Recommendations for Data People
Sign up for some online classes, get a pile of books, schedule two hours into every week night, and sit at an empty desk working through them. Don't leave the desk.  Here are sets of resources you can look into, in order of importance, whether you're learning this for the first time or as a refresher:

  • SQL: If you can't get data, you can't analyze data.  Whether you retrieve data from a SQL database or Hadoop cluster with a SQL-language layer on top of it, this is where you start.  http://sqlschool.modeanalytics.com/ is a great interactive learning interface.  O'Reilley's SQL Cookbook is a masterpiece that traverses all levels of SQL proficiency.
  • Full-Stack Data Science: Coursera offers a full stack online curriculum on a continuous basis for a reasonable price.  This DOES NOT teach you SQL.  If you're in SF or NYC, you can attend General Assembly's pricier in-person full stack curriculum.  This gives you a cursory introduction to data storage, retrieval, prep, light analysis, and deeper predictive and inferential analysis.
  • Python: Code Academy or Udemy will teach you the basics.  Python can play two functions in the skill stack: 1) to conduct ad-hoc statistical analysis as you would with R, 2) to do everything else.  Python is important for the "everything else."  You might use it to get data from APIs, scrape, write ETL jobs, refresh data in your warehouse, or retrain models.  This is the piece of the skill stack moves you from being a Static Data Scientist (one who works with data in a manual fashion), to a Live Data Scientist (one who has automated many of the processes contributing to data science output, loosely defined).
  • Basic Statistics: Khan Academy Probability and Statistics. 
  • Linear Algebra and Multivariable Calculus: Go to a local college or Khan Academy to brush up on Multivariable Calculus and Linear Algebra.  Their curriculums have largely been the same for the past 5 decades.
  • Mapreduce/Hadoop: Focus on this last**. There are so many technologies that enable SQL-like interfacing with Hadoop that to know how to write a MapReduce job is, for the most part, not necessary. To build real MapReduce pipelines is a behemoth of a task that might be the work of an early-stage startup Data Scientist, but shouldn't be if you have a solid BI infrastructure team. This is why companies hire the rockstars we know as backend and data engineers.  Side note: if you ever meet one and aren't sure what their company does, thank them for their service to our country, regardless.
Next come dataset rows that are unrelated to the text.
PR #20975, opened 2023-03-28
Add a step to the RMG about podcheck

khwilliamson:
It's quick to skim the podcheck summary of errors, and some things, like broken links should really be fixed before the release.

### DIFF
--- a/Porting/release_managers_guide.pod
+++ b/Porting/release_managers_guide.pod
@@ -397,6 +397,21 @@ colon-delimited versions to use for comparison.  For example:
 
 L<http://analysis.cpantesters.org/beforemaintrelease?pair=5.20.2:5.22.0%20RC1>
 
+=head3 check pod errors
+
+F<t/porting/podcheck.t> is a porting test that will fail if it finds new
+problems in pods.  However, it can be taught to ignore problems, and
+sometimes people do so for problems that really should be fixed before
+release.  To see what it is ignoring, run
+
+ perl t/porting/podcheck.t --counts
+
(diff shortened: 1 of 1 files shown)


Porting/release_managers_guide.pod
```diff
@@ -397,6 +397,21 @@ colon-delimited versions to use for comparison.  For example:
...
+release.  To see what it is ignoring, run
+
+ perl t/porting/podcheck.t --counts
+
+Any problems listed as pedantic aren't worth your time investigating.
+These have a C<?> at the beginning of the text, or are for the too-long
+verbatim lines.
+
+But other warnings should be.  In particular, a broken link can well
+mean that someone clicking on the pod in a web page will get a 404.
```
demerphq, line 414: There should be a blank line after this one and before the next =head3

demerphq (changes requested):
I don't entirely get the need for this.  As part of the release process we tell people to run test_porting, which runs these checks. 

I don't object to it either, I am just not sure why it is needed.

Porting/release_managers_guide.pod
khwilliamson: thanks

khwilliamson:
The impetus for this was, IIRC, that 5.36.0 shipped with broken links.  As the text says, people wrongly silence podcheck warnings, and this adds a quick double check that that hasn't happened.

khwilliamson:
I've added to the text more, but can't get github to accept it without a merge commit.  So I'm closing this request, and opening a replacement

Cleaning: plan to spend most of your time cleaning and transforming in these languages/technologies.  The analysis is the fast and fun part.

Footnotes (5/25/2015)
* This unit in Khan academy, specifically, is negligible. I don't however believe that Probability Theory has no place in Stat or ML.  Quite the opposite, you absolutely have to understand probability theory.  I don't think that combinatorics (guessing the probability of red balls in an urn, cards in a deck, or outcome of a dice roll) is an essential step to understanding general probability theory.
** Unless you plan to be the sole Data Scientist at Pre-Series B company or are running your own team, I would not make this a point of focus. I say this because if you need to get data, every major tech company I've talked to implements Hive or Pig to abstract away MapReduce. In the earlier days at Jawbone, we did have to write our own MapReduce ETL, but this was only before we hired a squad of Data Engineers to handle the heavy lifting of storing UP user behavior and weblogs. The same has been largely true at Optimizely--if I wanted to get my hands dirty with a project writing MapReduce jobs, I could, but my time would be more efficiently spent doing my job versus attempting to do someone else's.